For the data below, say how many lines contain "sorted". Only the number should be given.

==================================================

PR #308, opened 2024-10-09
fix: `partitionByComment` doesn't Respect Comment Boundaries in `sort-union-types`

### LINKED ISSUE #306: Bug:  `partitionByComment` Doesn't Respect Comment Boundaries in `sort-union-types`
### Describe the bug

When using the `partitionByComment: true` option in `sort-union-types`, the union type members are expected to be sorted within groups that are separated by comments. However, the current behavior ignores comment boundaries and sorts the entire union type globally, even across different comment sections.

### Code example

Given this input:

```tsx
type T =
  // Group 1
  | Z
  | B
  // Group 2
  | C
  | A;
```

Expected output (sorting within comment partitions):

```
type T =
  // Group 1
  | B
  | Z
  // Group 2
  | A
  | C;
```

Actual output (comments ignored, globally sorted):

```
type T =
  // Group 1
  | A
  | B
  // Group 2
  | C
  | Z;
```

### ESLint version

8.57.0

3.8.0

### Additional comments

`partitionByComment` works in others, for example `sort-exports`

### Validations

hugop95:
Resolves #306 ... But not completely.

Also applies to `sort-intersection-types`

## The problem

```ts
type T =
  // Group 1
  | Z
  | B
  // Group 2
  | C
  | A;
```
`// Group 1` and `// Group 2` are not detected as partition comments

### Why

Partition comments are comments detected `directly` before a node: here: `Z` and `C`.
However, `|` is a token, so partition comments are not considered comments of `Z` and `C`.

### "True" fix

Write code as follows:

```ts
type T =
  // Group 1
  Z |
  B |
  // Group 2
  C |
  A;
```

However, some tools will make automatically format this as what we had in the first place.

## Proposed solution in this PR

When detecting comments for a given node:
- If the node has comments immediately before, OK, behavior as usual.
- If the node has a `|` token (`&` for `sort-interesection-types`), get comments before that token rather than the node.

## The problems with this solution

Unfortunately, doing this has consequences on other comments-related features (only if writing `|` before the node):
Comments associated to a node will not be moved around. This means that

```ts
type T =
  // Not a partition comment, follow Z!
  | Z
  | B
```
gets autofixed to
```ts
type T =
// Not a partition comment, follow Z!
| B  
| Z
```

The reason is that nodes being re-ordered do **not** include the `|` token with them (and as such, comments above that token).

Is it possible to make a fix to include those tokens and their comments in the sorting algorithm? Sure, but in my opinion, it's not worth the potential things that can break (especially if mixing both writing styles in the same union/intersection types).

- [x] Bug fix


hugop95:
@azat-io For info!

hugop95:
I realize this is not a full fix, but that's the simplest thing I can think of at the moment.

rules/sort-intersection-types.ts
```diff
@@ -261,7 +261,7 @@ export default createEslintRule<Options, MESSAGE_ID>({
             (partitionComment &&
               hasPartitionComment(
                 partitionComment,
-                getCommentsBefore(type, sourceCode),
+                getCommentsBefore(type, sourceCode, '&'),
```
azat-io, line 264: I think it looks like a hack. It might be worth refactoring in the future.

azat-io (approved):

==================================================

Task output: 2